Collected data entries:

PR #1855, opened 2024-06-07
html: Rename "parent relations" to "parents" and "child relations" to "children"

haxtibal:
This should improve comprehensibility and is consistent to what the rst generator already does.

Also add a sentence in the user documentation to explain by example who in the relation is the parent and who has the active role.


stanislaw:
Thanks!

* _DIRECTIONS_
Write down every line of the data exactly as it appears above.

* _ANSWER TO THIS EXERCISE_
PR #1855, opened 2024-06-07
html: Rename "parent relations" to "parents" and "child relations" to "children"

haxtibal:
This should improve comprehensibility and is consistent to what the rst generator already does.

Also add a sentence in the user documentation to explain by example who in the relation is the parent and who has the active role.


stanislaw:
Thanks!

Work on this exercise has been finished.